------ Supplied entries ------

PR #26, opened 2021-06-08
Add template method to help bridging services

ivanpauno:
https://github.com/ivanpauno/domain_bridge/tree/ivanpauno/bridge-services-fast-test branch has a modified domain_bridge exectuable wich bridges the "add_two_ints" service (see https://github.com/ivanpauno/domain_bridge/commit/d82984cc3bcd09ec65dd3afe180158c7ff080031 for a diff).

There are some issues in rclcpp API that I have worked arround here, but we should improve in rclcpp:

- It's impossible get a request in a callaback and defer to send a response, that should be possible.
- If the service server that it's being bridged is down, the client will collect  a lot of "pending requests" https://github.com/ros2/rclcpp/blob/7d8b2690ff188672bfe3703d8b3c074b87303931/rclcpp/include/rclcpp/client.hpp#L379.
  The ammout of pending requests can grow indefinetely.
  We could improve rclcpp API, for example:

------

Reproduce the entries above exactly, starting at their first line and finishing with the line that contains "The ammout of".

▸ **Output below**:
PR #26, opened 2021-06-08
Add template method to help bridging services

ivanpauno:
https://github.com/ivanpauno/domain_bridge/tree/ivanpauno/bridge-services-fast-test branch has a modified domain_bridge exectuable wich bridges the "add_two_ints" service (see https://github.com/ivanpauno/domain_bridge/commit/d82984cc3bcd09ec65dd3afe180158c7ff080031 for a diff).

There are some issues in rclcpp API that I have worked arround here, but we should improve in rclcpp:

- It's impossible get a request in a callaback and defer to send a response, that should be possible.
- If the service server that it's being bridged is down, the client will collect  a lot of "pending requests" https://github.com/ros2/rclcpp/blob/7d8b2690ff188672bfe3703d8b3c074b87303931/rclcpp/include/rclcpp/client.hpp#L379.
  The ammout of pending requests can grow indefinetely.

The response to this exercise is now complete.